About this task =
An identical copy of the data below is needed.

Data listing =
PR #749, opened 2021-12-21
fix: mobile sidebar height and invisible share text

rebelchris:
We had some issues with the mobile sidebar height on the mobile view because of the 100vh usage.
Also the share link was invisible on mobile devices.

Introducing a fallback for Safari to fix the push of the sidebar height.


idoshamun (approved):
Perfect! Just make sure that there are no regressions due to this change. You can check the modals, different pages, different resolution, etc

PR #750, opened 2021-12-21
feat: introducing a swipeable way to toggle the sidebar

rebelchris:
Introducing the swipe-able hook to determine if we should open or close the sidebar on mobile.

Getting weird issues saying the hook usage is wrong, but not sure why.
This seems like a valid way of using this hook?


packages/shared/src/components/MainLayout.tsx
```diff
@@ -89,6 +90,19 @@ export default function MainLayout({
...
+        setOpenMobileSidebar(false);
+      }
+    },
+    onSwipedRight: () => {
+      if (!sidebarRendered && !openMobileSidebar) {
+        setOpenMobileSidebar(true);
+      }
+    },
+    preventDefaultTouchmoveEvent: true,
+  });
```
idoshamun, line 105: This calls for a custom hook 😉

packages/shared/package.json
```diff
@@ -112,6 +112,7 @@
     "lazysizes": "^5.3.2",
     "linkifyjs": "^2.1.9",
     "lodash.clonedeep": "^4.5.0",
-    "node-fetch": "^2.6.6"
+    "node-fetch": "^2.6.6",
+    "react-swipeable": "^6.2.0"
```
idoshamun, line 116: What's the package size? Have you checked if there are any lighter alternatives?

idoshamun (changes requested):
Looks

packages/shared/package.json
rebelchris: Unpacked Size
153 kB

Can have a look what else is out there :)

sshanzel (approved):
As neat as it can get! Just the hook that Ido have mentioned then I think this should be good to go 🚢

packages/shared/src/components/MainLayout.tsx
rebelchris: Even with a custom hook i'm getting the error that the hook usage is wrong.
Do you have any idea why this occurs?

packages/shared/package.json
idoshamun: Please fix the build issue so we can see how much payload it adds to our bundles

rebelchris: @idoshamun Having some issues with React not liking this hook implementation.
Do you have any guidance on where to look for this issue?

packages/shared/src/hooks/useSwipeableSidebar.ts
```diff
@@ -0,0 +1,33 @@
...
+      if (!sidebarRendered && !openMobileSidebar) {
+        setOpenMobileSidebar(true);
+      }
+    },
+    preventDefaultTouchmoveEvent: true,
+  });
+
+  return useMemo(() => {
+    return {
+      ...handlers,
```
idoshamun, line 30:
```suggestion
      handlers,
```

idoshamun (changes requested):
This should do it

idoshamun (approved):
Yay!

PR #754, opened 2021-12-22
fix: window is not defined yet on shareable link

sshanzel:
When `window` is not yet defined, the shareable link can't be fetched yet.

### DIFF
--- a/packages/shared/src/components/ShareBar.tsx
+++ b/packages/shared/src/components/ShareBar.tsx
@@ -18,6 +18,7 @@ import classed from '../lib/classed';
 import AnalyticsContext from '../contexts/AnalyticsContext';
 import { postAnalyticsEvent } from '../lib/feed';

Result of this task =
PR #749, opened 2021-12-21
fix: mobile sidebar height and invisible share text

rebelchris:
We had some issues with the mobile sidebar height on the mobile view because of the 100vh usage.
Also the share link was invisible on mobile devices.

Introducing a fallback for Safari to fix the push of the sidebar height.


idoshamun (approved):
Perfect! Just make sure that there are no regressions due to this change. You can check the modals, different pages, different resolution, etc

PR #750, opened 2021-12-21
feat: introducing a swipeable way to toggle the sidebar

rebelchris:
Introducing the swipe-able hook to determine if we should open or close the sidebar on mobile.

Getting weird issues saying the hook usage is wrong, but not sure why.
This seems like a valid way of using this hook?


packages/shared/src/components/MainLayout.tsx
```diff
@@ -89,6 +90,19 @@ export default function MainLayout({
...
+        setOpenMobileSidebar(false);
+      }
+    },
+    onSwipedRight: () => {
+      if (!sidebarRendered && !openMobileSidebar) {
+        setOpenMobileSidebar(true);
+      }
+    },
+    preventDefaultTouchmoveEvent: true,
+  });
```
idoshamun, line 105: This calls for a custom hook 😉

packages/shared/package.json
```diff
@@ -112,6 +112,7 @@
     "lazysizes": "^5.3.2",
     "linkifyjs": "^2.1.9",
     "lodash.clonedeep": "^4.5.0",
-    "node-fetch": "^2.6.6"
+    "node-fetch": "^2.6.6",
+    "react-swipeable": "^6.2.0"
```
idoshamun, line 116: What's the package size? Have you checked if there are any lighter alternatives?

idoshamun (changes requested):
Looks

packages/shared/package.json
rebelchris: Unpacked Size
153 kB

Can have a look what else is out there :)

sshanzel (approved):
As neat as it can get! Just the hook that Ido have mentioned then I think this should be good to go 🚢

packages/shared/src/components/MainLayout.tsx
rebelchris: Even with a custom hook i'm getting the error that the hook usage is wrong.
Do you have any idea why this occurs?

packages/shared/package.json
idoshamun: Please fix the build issue so we can see how much payload it adds to our bundles

rebelchris: @idoshamun Having some issues with React not liking this hook implementation.
Do you have any guidance on where to look for this issue?

packages/shared/src/hooks/useSwipeableSidebar.ts
```diff
@@ -0,0 +1,33 @@
...
+      if (!sidebarRendered && !openMobileSidebar) {
+        setOpenMobileSidebar(true);
+      }
+    },
+    preventDefaultTouchmoveEvent: true,
+  });
+
+  return useMemo(() => {
+    return {
+      ...handlers,
```
idoshamun, line 30:
```suggestion
      handlers,
```

idoshamun (changes requested):
This should do it

idoshamun (approved):
Yay!

PR #754, opened 2021-12-22
fix: window is not defined yet on shareable link

sshanzel:
When `window` is not yet defined, the shareable link can't be fetched yet.

### DIFF
--- a/packages/shared/src/components/ShareBar.tsx
+++ b/packages/shared/src/components/ShareBar.tsx
@@ -18,6 +18,7 @@ import classed from '../lib/classed';
 import AnalyticsContext from '../contexts/AnalyticsContext';
 import { postAnalyticsEvent } from '../lib/feed';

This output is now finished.